Andrew Kirmse's Home Page

Some things I have worked on

TI-Runner Editor, a level editor for a Loderunner-like game that I reverse engineered. This sold a few copies in 1987 before the TI/99-4A went under.

The arcade game emulator MAME, for which I did some work on the Windows UI.

Meridian 59, the first 3D MMO. I created this with my brother Chris in 1994, and it was published in 1996. It is available to download on Steam and still runs today.

My master's thesis was implementing the two-phase commit for Thor, an object-oriented database, in Barbara Liskov's group at MIT in 1995.

I built some nice multiplayer networking libraries for the Sega Dreamcast that unfortunately never saw the light of day.

Star Wars: Starfighter, a million-selling space combat game for the Playstation 2 and Xbox (2001). I wrote the graphics, animation and collision detection systems, and snuck in a multiplayer mode as an Easter egg.

Game Programming Gems, a series of books on game programming. I contributed to the first 4 volumes and was the editor of Game Programming Gems 4.

Google Desktop (2004).

Google Maps. I helped launch Maps in 2005.

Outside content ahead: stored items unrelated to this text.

PR #36, opened 2018-07-26
functionality for notification of new tasks

70ray:
implements task #1694.
a new value 'notify_new' is added to the UserSetting 'taskctr_notice'
for this purpose.
(the existing code uses also the value 'all'. This seems to be
only partially implemented since there is no way of setting it).

### DIFF
--- a/tasks.php
+++ b/tasks.php
@@ -456,6 +456,7 @@ function create_task_from_form_submission($formsub)
     global $versions_array;
     global $now_sse;
     global $requester_u_id;
+    global $site_abbreviation;
 
     if (empty($formsub['task_summary']) || empty($formsub['task_details'])) {
         return "You must supply a Task Summary and Task Details.";
@@ -521,7 +522,7 @@ function create_task_from_form_submission($formsub)
         global $tasks_url, $code_url;
         maybe_mail(
             $task_assignee_user->email,
-            "DP Task Center: Task #$task_id has been assigned to you",
+            "$site_abbreviation Task Center: Task #$task_id has been assigned to you",
             $task_assignee_user->username . ", you have been assigned task #$task_id.  Please visit this task at $tasks_url?action=show&task_id=$task_id.\n\nIf you do not want to accept this task please edit the task and change the assignee to 'Unassigned'.\n\n--\nDistributed Proofreaders\n$code_url\n\nThis is an automated message that you had requested please do not respond directly to this e-mail.\r\n"
         );
     }
@@ -567,7 +568,7 @@ if (!isset($_REQUEST['task_id'])) {
         case 'list_open':
             // The user just entered the Task Center
             // (e.g., by clicking the "Report a Bug" link).
-            TaskHeader("All Open Tasks");
+            TaskHeader("All Open Tasks", true);
             list_all_open_tasks();
             break;
 
@@ -579,7 +580,7 @@ if (!isset($_REQUEST['task_id'])) {
                 ShowNotification($errmsg, true);
                 break;
             }
-            TaskHeader("All Open Tasks");
+            TaskHeader("All Open Tasks", true);
             list_all_open_tasks();
             break;
 
@@ -922,7 +923,7 @@ function dropdown_select($field_name, $current_value, $array)
     echo "</select>\n";
 }
 
-function TaskHeader($header)
+function TaskHeader($header, $show_new_alert = false)
 {
     global $tasks_url, $pguser;
     $js_data = <<<EOS
@@ -978,15 +979,18 @@ EOS;
     echo "<tr><td width='50%'>";
     echo "<a href='$tasks_url'>Task Center Home</a> | <a href='$tasks_url?action=show_creation_form'>New Task</a>";
     echo "<form method='get' style='display: inline;'>";
-    if($notified_for_new)
+    if($show_new_alert)
     {
-        echo "<input type='hidden' name='action' value='unnotify_new'>";
-        echo " | <input type='submit' value='Stop New Task Alerts'>";
-    }
-    else
-    {
-        echo "<input type='hidden' name='action' value='notify_new'>";
-        echo " | <input type='submit' value='Receive New Task Alerts'>";
+        if($notified_for_new)
+        {
+            echo "<input type='hidden' name='action' value='unnotify_new'>";
+            echo " | <input type='submit' value='Stop New Task Alerts'>";
+        }
+        else
+        {
+            echo "<input type='hidden' name='action' value='notify_new'>";
+            echo " | <input type='submit' value='Receive New Task Alerts'>";
+        }
     }
     echo "</form>";
     echo "</td>\n";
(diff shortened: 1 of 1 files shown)


tasks.php
```diff
@@ -1563,17 +1588,28 @@ function TaskComments($tid)
...
 }
 
-function NotificationMail($tid, $message)
+function NotificationMail($tid, $message, $new_task = false)
 {
     global $code_url, $tasks_url, $pguser;
-    $notify_setting_all = Settings::get_users_with_setting('taskctr_notice', 'all');
-    $notify_setting_this = Settings::get_users_with_setting('taskctr_notice', $tid);
-    $users_to_notify = array_merge($notify_setting_all, $notify_setting_this);
+    if($new_task)
```
wf49670: With this change, it appears that users with taskcenter_notice = all will no longer receive notifications for new tasks. They are supposed to receive notifications for all new or updated tasks.

(Your earlier comment that there's no way to set "all" is not quite correct. Yes, there is no user interface to set it, but it can be set directly in the database by a Squirrel, and the "all" functionality is being used, and must continue to work as it currently does.)

70ray: Thanks Walt, I'l do that. Do you think it would it be useful to add a user interface to set "all"?

wf49670:
I will defer to Casey and others about adding an interface to set (or 
unset) "all", Ray.

I suspect there is one user (FallenArchangel) who would make use of it. 
I don't know if there are others. But mostly I don't know whether 
there's any philosophical reason to allow or disallow "normal" users 
from having that capability. Today I think that only a few Squirrels 
have that value set, though we'd probably be willing to set it for any 
of our Developers if they asked.

Regards,
Walt

srjfoo:
I think that Casey and Michael probably have the best understanding of any potential impact on the server, so I think one of them should weigh in. As far as I know, the main impact would be in outgoing email traffic.

Sharon

cpeel:
At a high level, I'm fine with adding this functionality.

I'm not a fan of using a link to enact this change. The rest of the page uses links to access a new page of some kind and form elements (or at least buttons) to do something like search or add a comment or 'me too' a task.

The other aspect is that the links looks awfully out of place over there. We should consider extracting the `Task Center Home` and `New Task` links from the search box and putting them all over in that corner, something like:
```
Task Center Home | New Task | [Receive New Task Alerts]
```
Where the latter is a button similar to the Search button. 

I pulled your branch and coded up what I'm thinking in my sandbox (at least it's there now) if you want to look: https://www.pgdp.org/~cpeel/c/tasks.php

70ray:
I agree with Casey about buttons and links. I was following the example of the "Signup for task notifications" link on the task form so we should really also change that to a button.

tasks.php
```diff
@@ -580,7 +582,21 @@ function create_task_from_form_submission($formsub)
             TaskHeader("All Open Tasks");
             list_all_open_tasks();
             break;
-        }
+
+        case 'notify_new':
+            $userSettings =& Settings::get_Settings($pguser);
+            $userSettings->add_value('taskctr_notice', 'notify_new');
+            metarefresh(0, "$tasks_url");
```
cpeel: You don't need the quotes around the variable here.

tasks.php
```diff
@@ -580,7 +582,21 @@ function create_task_from_form_submission($formsub)
...
+//            TaskHeader("All Open Tasks");
```
cpeel: Please remove commented-out code.

tasks.php
```diff
@@ -580,7 +582,21 @@ function create_task_from_form_submission($formsub)
...
+  //          list_all_open_tasks();
+            break;
+
+        case 'unnotify_new':
+            $userSettings =& Settings::get_Settings($pguser);
+            $userSettings->remove_value('taskctr_notice', 'notify_new');
+            TaskHeader("All Open Tasks");
```
cpeel: We should probably be consistent if we're redirecting or not for both notify_new/unnotify_new.

tasks.php
```diff
@@ -788,12 +804,12 @@ function handle_action_on_a_specified_task()
     elseif ($action == 'notify_me') {
         $userSettings =& Settings::get_Settings($pguser);
         $userSettings->add_value('taskctr_notice', $task_id);
-        TaskDetails($task_id);
+        metarefresh(0, "$tasks_url?action=show&task_id=$task_id");
```
cpeel: I'm uncertain this will work because things have already been output so a header redirect will fail. We either need to continue with the old method or move this up and out of this function and do the evaluation earlier before TaskHeader().

tasks.php
70ray: doh! ... forgot to save file from editor.

tasks.php
```diff
@@ -1602,32 +1602,36 @@ function TaskComments($tid)
...
-    global $code_url, $tasks_url, $pguser;
+    global $code_url, $tasks_url, $pguser, $date_str, $time_of_day_str;
+
+    $result = mysqli_query(DPDatabase::get_connection(), "SELECT task_summary, task_details FROM tasks WHERE task_id = $tid LIMIT 1");
+    if(!$result)
+        return;
+    $row = mysqli_fetch_assoc($result);
+    $task_summary = $row['task_summary'];
+
+    $message = $message . "\nYou can see task #$tid by visiting $tasks_url?action=show&task_id=$tid\n\n--\n
```
cpeel: `action=show` is the default so it isn't needed in the url, eg: https://www.pgdp.org/c/tasks.php?task_id=12

tasks.php
```diff
@@ -1602,32 +1602,36 @@ function TaskComments($tid)
...
         if ($username != $pguser) {
             $user = new User($username);
-            maybe_mail($user->email, $message_header,
-                $message_intro
-              . "$message" . "\n"
-              . "You can see task #$tid by visiting $tasks_url?action=show&task_id=$tid" . "\n\n"
-              . "--" . "\n"
-              . "Distributed Proofreaders" . "\n" . "$code_url" . "\n\n"
-              . "This is an automated message that you had requested, please do not respond directly to this e-mail.");
+            maybe_mail($user->email, "DP Task #$tid: $task_summary", $message);
```
cpeel: We should use `$site_abbreviation` instead of `DP` here. And yes, this was poorly done in the prior code.

tasks.php
cpeel: I don't think it's useful for most members to watch everything that happens in the task center, so I vote no on a UI to set the 'all' attribute.

tasks.php
cpeel: Also, while the former method down near line 164 was more "wordy" with each message line being on its own line in the PHP code, it made it much easier to read.

tasks.php
```diff
@@ -586,16 +586,13 @@ function create_task_from_form_submission($formsub)
         case 'notify_new':
             $userSettings =& Settings::get_Settings($pguser);
             $userSettings->add_value('taskctr_notice', 'notify_new');
-            metarefresh(0, "$tasks_url");
-//            TaskHeader("All Open Tasks");
-  //          list_all_open_tasks();
+            metarefresh(0, $tasks_url);
```
cpeel: This is minor, but worth pointing out. If you are on a task page (eg: https://www.pgdp.org/~cpeel/c/tasks.php?action=show&task_id=2229) and use the Receive New Task Alerts button you get shunted to the main tasks page instead of back to the task you were viewing. Ideally this would go back to the task page. One probably-easy solution would be to only show the button if the user was looking at the full task list rather than just a single task.

Either way this isn't super-important so feel free to push back on this request.

tasks.php
70ray: Being an old and low-level programmer it's hard to get out of the habit of making the code more efficient (like making two strings into one instead of letting the computer do it). I'll put it back like it was.

tasks.php
70ray: I've made the button only appear if the user is looking at all tasks. There are some cases where the button does not appear when it could: e.g. after editing a task. It would need more work to fix that ...

cpeel:
Thanks for working on this Ray!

Google Earth. Engineering director in 2010.

Google Maps for Mobile. Engineering director in 2011.

Google Now. I co-created Google Now and recruited and led the engineering team. It launched in 2012.

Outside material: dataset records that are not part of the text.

PR #201, opened 2020-01-30
Handle combining diacritical marks

70ray:
This correctly highlights invalid characters with diacritical marks in the
validation view and removes them completely if required.
It also has code to enable use of valid glyphs with combining marks.


cpeel:
*Excellent* work Ray! Thank you for working on this!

Peakbagger, an Android app for tracking mountain climbs, which I wrote in 2014. I released an iOS version in 2015.

I ran an analysis of U.S. terrain data and found 10 new county high points. Here is a KML file with the full results.

I ran an analysis of global terrain data to compute the true isolation of every mountain in the world. A description is here.

After mountain prominence researcher Edward Earl's death in 2015, I helped to restore his WinProm program to a usable state. I later computed the prominence of every mountain in the world here, and wrote a journal article here. In 2020 I updated the results to compute the subsidence of every basin in the world.